Start of Block

PR #383, opened 2017-09-12
Use ESLint instead of jscs

ob-stripe:
This PR is an attempt at fixing #367. It replaces jscs with ESLint.

The main problem is that we were using a custom ruleset for jscs (https://github.com/stripe/javascript-style), which I think is going to be difficult to port to ESLint.

What I did in this PR is use `eslint --init` to create a new configuration file from scratch. ESLint can scan existing code to write a configuration file that more or less matches the style in the current code.

After doing so, there were still ~70 linting errors which I fixed manually. Most of them were legitimate errors (unused variables, unnecessary semicolons), a few were style errors but they were sensible so I fixed them as well.

I'm not sure if this is how we want to handle the switch to ESLint. I'm not a fan of the very long custom configuration file. I also tried using one of the 3 standard rulesets offered by ESLint (Javascript, Google and Airbnb) but all of them resulted in thousands of linting errors.

Flagging as WIP so we can discuss what's the best way forward.

cc @brandur-stripe @jlomas-stripe

### DIFF
--- a/.eslintrc.js
+++ b/.eslintrc.js
@@ -1,0 +1,292 @@
+module.exports = {
+    "env": {
+        "node": true
+    },
+    "extends": "eslint:recommended",
+    "rules": {
+        "accessor-pairs": "error",
+        "array-bracket-spacing": [
+            "error",
+            "never"
+        ],
+        "array-callback-return": "off",
+        "arrow-body-style": "error",
+        "arrow-parens": "error",
+        "arrow-spacing": "error",
+        "block-scoped-var": "off",
+        "block-spacing": "off",
+        "brace-style": [
+            "error",
+            "1tbs",
+            {
+                "allowSingleLine": true
+            }
+        ],
+        "callback-return": "error",
+        "camelcase": [
+            "error",
+            {
+                "properties": "never"
+            }
+        ],
+        "capitalized-comments": "off",
+        "class-methods-use-this": "error",
+        "comma-dangle": "off",
+        "comma-spacing": "off",
+        "comma-style": [
+            "error",
+            "last"
+        ],
+        "complexity": "error",
+        "computed-property-spacing": [
+            "error",
+            "never"
+        ],
+        "consistent-return": "off",
+        "consistent-this": "off",
+        "curly": "error",
+        "default-case": "off",
+        "dot-location": [
+            "error",
+            "property"
+        ],
+        "dot-notation": "error",
+        "eol-last": "error",
+        "eqeqeq": "off",
+        "func-call-spacing": "error",
+        "func-name-matching": "error",
+        "func-names": "off",
+        "func-style": [
+            "error",
+            "declaration"
+        ],
+        "generator-star-spacing": "error",
+        "global-require": "off",
+        "guard-for-in": "off",
+        "handle-callback-err": "off",
+        "id-blacklist": "error",
+        "id-length": "off",
+        "id-match": "error",
+        "indent": "off",
+        "init-declarations": "off",
+        "jsx-quotes": "error",
+        "key-spacing": "error",
+        "keyword-spacing": [
+            "error",
+            {
+                "after": true,
+                "before": true
+            }
+        ],
+        "line-comment-position": "off",
+        "linebreak-style": [
+            "error",
+            "unix"
+        ],
+        "lines-around-comment": "error",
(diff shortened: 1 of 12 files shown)


brandur-stripe:
@ob-stripe Wow, that's unfortunate! Any chance it comes with any autofixer that we could use in the same style as Rubocop?

If not, it may be easiest just to accept the custom configuration and see if we could switch to a more common convention as part of another phase.

ob-stripe:
@brandur-stripe There is, actually!

I started another branch in [`ob-eslint-standard`](https://github.com/stripe/stripe-node/compare/ob-eslint-standard) using the "Standard" linting rules, then ran `eslint --fix` to autocorrect errors. There were still a few things that I needed to fix manually, though nothing too painful (mostly handling some ignored errors).

The diff is pretty painful to read because those rules remove the semicolon at the end of each line, but I quite like the result.

If you'd like, I can do the same thing for the "Google" and "Airbnb" rules to compare the results.

brandur-stripe:
> I started another branch in ob-eslint-standard using the "Standard" linting rules, then ran eslint --fix to autocorrect errors. There were still a few things that I needed to fix manually, though nothing too painful (mostly handling some ignored errors).
>
> The diff is pretty painful to read because those rules remove the semicolon at the end of each line, but I quite like the result.

Nice! This looks fine to me, but admittedly I don't care enough about the language to have developed any passionate beliefs.

I was a little surprised to hear that the standard ruleset eliminated semicolons though! I don't mind reading code without them, but I'd always thought that the true JS disciples loved them. It might be worth running this by at least a couple people with a stronger stance on this stuff. Maybe @jlomas-stripe or @alex-stripe.

ob-stripe:
I've played around for a bit with Airbnb's style rules. I think it would require a lot more effort to port our codebase to be compliant with their style guide, but it might be worth it: it enforces a lot of nice ES6 features (arrow functions, string interpolation, etc.) and seems to be pretty popular in the JS community.

I pushed the result of `eslint --fix` in [`ob-eslint-airbnb`](https://github.com/stripe/stripe-node/compare/ob-eslint-airbnb). Note that there are still 366 issues that would need to be manually fixed.

brandur-stripe:
> I've played around for a bit with Airbnb's style rules. I think it would require a lot more effort to port our codebase to be compliant with their style guide, but it might be worth it: it enforces a lot of nice ES6 features (arrow functions, string interpolation, etc.) and seems to be pretty popular in the JS community.

From what I can see, this one looks pretty great. Like you said, the arrow functions and string interpolation are really nice. Another one that jumped out at me is the use of `const`/`let` — given the unscoped nature of `var`, this just seems like one of those things that so _obviously_ better because it's likely to keep you more bug-free.

jlomas-stripe:
We do have a thing (https://github.com/stripe/eslint-config-stripe) for ESLint but it's got a bunch of React stuff intermixed; if we could peel that React-specific stuff out of there (into an eslint-config-stripe-react-whatever) that instead references/includes the basic ESLint spec, we could probably then use that basic spec here.

¯\\\_(ツ)_/¯

SlexAxton:
Yea, I'm simultaneously in favor of something that quickly moves us over to
using eslint and also in favor of a fast-follow that enforces more or less
the same rules as the dashboard. So if we think this commit keeps us
roughly in the same spot as before, but updates our toolchain, then got for
it.

jlomas-stripe:
@SlexAxton I think in this case it would be a matter of splitting stripe/eslint-config-stripe into a not-React-y repo and a React-y repo, and then having `stripe-node` make use of the not-React-y one; I briefly looked at pulling it in, but ... there were _so many dependencies_ it scared me off.

Is that what you meant?  I.e., 'yes' to splitting `stripe/eslint-config-stripe`?

ob-stripe:
@brandur-stripe @jlomas-stripe Okay, I think we should go ahead and merge this PR. It keeps us more or less in the same place as before but upgrades the toolchain to use ESLint.

Using the `eslint-config-stripe` config will require a bigger effort as @jlomas-stripe mentioned (i.e. we'd need to split the config to remove all the frontend/React stuff before we could use it here), but we can tackle that later.

brandur-stripe:
Thanks for shaving this yak Olivier. Looks good to me as well.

End of Block

ACTIVITY – Each record should be repeated in full, exactly as it is written.

ANSWER SPACE –
PR #383, opened 2017-09-12
Use ESLint instead of jscs

ob-stripe:
This PR is an attempt at fixing #367. It replaces jscs with ESLint.

The main problem is that we were using a custom ruleset for jscs (https://github.com/stripe/javascript-style), which I think is going to be difficult to port to ESLint.

What I did in this PR is use `eslint --init` to create a new configuration file from scratch. ESLint can scan existing code to write a configuration file that more or less matches the style in the current code.

After doing so, there were still ~70 linting errors which I fixed manually. Most of them were legitimate errors (unused variables, unnecessary semicolons), a few were style errors but they were sensible so I fixed them as well.

I'm not sure if this is how we want to handle the switch to ESLint. I'm not a fan of the very long custom configuration file. I also tried using one of the 3 standard rulesets offered by ESLint (Javascript, Google and Airbnb) but all of them resulted in thousands of linting errors.

Flagging as WIP so we can discuss what's the best way forward.

cc @brandur-stripe @jlomas-stripe

### DIFF
--- a/.eslintrc.js
+++ b/.eslintrc.js
@@ -1,0 +1,292 @@
+module.exports = {
+    "env": {
+        "node": true
+    },
+    "extends": "eslint:recommended",
+    "rules": {
+        "accessor-pairs": "error",
+        "array-bracket-spacing": [
+            "error",
+            "never"
+        ],
+        "array-callback-return": "off",
+        "arrow-body-style": "error",
+        "arrow-parens": "error",
+        "arrow-spacing": "error",
+        "block-scoped-var": "off",
+        "block-spacing": "off",
+        "brace-style": [
+            "error",
+            "1tbs",
+            {
+                "allowSingleLine": true
+            }
+        ],
+        "callback-return": "error",
+        "camelcase": [
+            "error",
+            {
+                "properties": "never"
+            }
+        ],
+        "capitalized-comments": "off",
+        "class-methods-use-this": "error",
+        "comma-dangle": "off",
+        "comma-spacing": "off",
+        "comma-style": [
+            "error",
+            "last"
+        ],
+        "complexity": "error",
+        "computed-property-spacing": [
+            "error",
+            "never"
+        ],
+        "consistent-return": "off",
+        "consistent-this": "off",
+        "curly": "error",
+        "default-case": "off",
+        "dot-location": [
+            "error",
+            "property"
+        ],
+        "dot-notation": "error",
+        "eol-last": "error",
+        "eqeqeq": "off",
+        "func-call-spacing": "error",
+        "func-name-matching": "error",
+        "func-names": "off",
+        "func-style": [
+            "error",
+            "declaration"
+        ],
+        "generator-star-spacing": "error",
+        "global-require": "off",
+        "guard-for-in": "off",
+        "handle-callback-err": "off",
+        "id-blacklist": "error",
+        "id-length": "off",
+        "id-match": "error",
+        "indent": "off",
+        "init-declarations": "off",
+        "jsx-quotes": "error",
+        "key-spacing": "error",
+        "keyword-spacing": [
+            "error",
+            {
+                "after": true,
+                "before": true
+            }
+        ],
+        "line-comment-position": "off",
+        "linebreak-style": [
+            "error",
+            "unix"
+        ],
+        "lines-around-comment": "error",
(diff shortened: 1 of 12 files shown)


brandur-stripe:
@ob-stripe Wow, that's unfortunate! Any chance it comes with any autofixer that we could use in the same style as Rubocop?

If not, it may be easiest just to accept the custom configuration and see if we could switch to a more common convention as part of another phase.

ob-stripe:
@brandur-stripe There is, actually!

I started another branch in [`ob-eslint-standard`](https://github.com/stripe/stripe-node/compare/ob-eslint-standard) using the "Standard" linting rules, then ran `eslint --fix` to autocorrect errors. There were still a few things that I needed to fix manually, though nothing too painful (mostly handling some ignored errors).

The diff is pretty painful to read because those rules remove the semicolon at the end of each line, but I quite like the result.

If you'd like, I can do the same thing for the "Google" and "Airbnb" rules to compare the results.

brandur-stripe:
> I started another branch in ob-eslint-standard using the "Standard" linting rules, then ran eslint --fix to autocorrect errors. There were still a few things that I needed to fix manually, though nothing too painful (mostly handling some ignored errors).
>
> The diff is pretty painful to read because those rules remove the semicolon at the end of each line, but I quite like the result.

Nice! This looks fine to me, but admittedly I don't care enough about the language to have developed any passionate beliefs.

I was a little surprised to hear that the standard ruleset eliminated semicolons though! I don't mind reading code without them, but I'd always thought that the true JS disciples loved them. It might be worth running this by at least a couple people with a stronger stance on this stuff. Maybe @jlomas-stripe or @alex-stripe.

ob-stripe:
I've played around for a bit with Airbnb's style rules. I think it would require a lot more effort to port our codebase to be compliant with their style guide, but it might be worth it: it enforces a lot of nice ES6 features (arrow functions, string interpolation, etc.) and seems to be pretty popular in the JS community.

I pushed the result of `eslint --fix` in [`ob-eslint-airbnb`](https://github.com/stripe/stripe-node/compare/ob-eslint-airbnb). Note that there are still 366 issues that would need to be manually fixed.

brandur-stripe:
> I've played around for a bit with Airbnb's style rules. I think it would require a lot more effort to port our codebase to be compliant with their style guide, but it might be worth it: it enforces a lot of nice ES6 features (arrow functions, string interpolation, etc.) and seems to be pretty popular in the JS community.

From what I can see, this one looks pretty great. Like you said, the arrow functions and string interpolation are really nice. Another one that jumped out at me is the use of `const`/`let` — given the unscoped nature of `var`, this just seems like one of those things that so _obviously_ better because it's likely to keep you more bug-free.

jlomas-stripe:
We do have a thing (https://github.com/stripe/eslint-config-stripe) for ESLint but it's got a bunch of React stuff intermixed; if we could peel that React-specific stuff out of there (into an eslint-config-stripe-react-whatever) that instead references/includes the basic ESLint spec, we could probably then use that basic spec here.

¯\\\_(ツ)_/¯

SlexAxton:
Yea, I'm simultaneously in favor of something that quickly moves us over to
using eslint and also in favor of a fast-follow that enforces more or less
the same rules as the dashboard. So if we think this commit keeps us
roughly in the same spot as before, but updates our toolchain, then got for
it.

jlomas-stripe:
@SlexAxton I think in this case it would be a matter of splitting stripe/eslint-config-stripe into a not-React-y repo and a React-y repo, and then having `stripe-node` make use of the not-React-y one; I briefly looked at pulling it in, but ... there were _so many dependencies_ it scared me off.

Is that what you meant?  I.e., 'yes' to splitting `stripe/eslint-config-stripe`?

ob-stripe:
@brandur-stripe @jlomas-stripe Okay, I think we should go ahead and merge this PR. It keeps us more or less in the same place as before but upgrades the toolchain to use ESLint.

Using the `eslint-config-stripe` config will require a bigger effort as @jlomas-stripe mentioned (i.e. we'd need to split the config to remove all the frontend/React stuff before we could use it here), but we can tackle that later.

brandur-stripe:
Thanks for shaving this yak Olivier. Looks good to me as well.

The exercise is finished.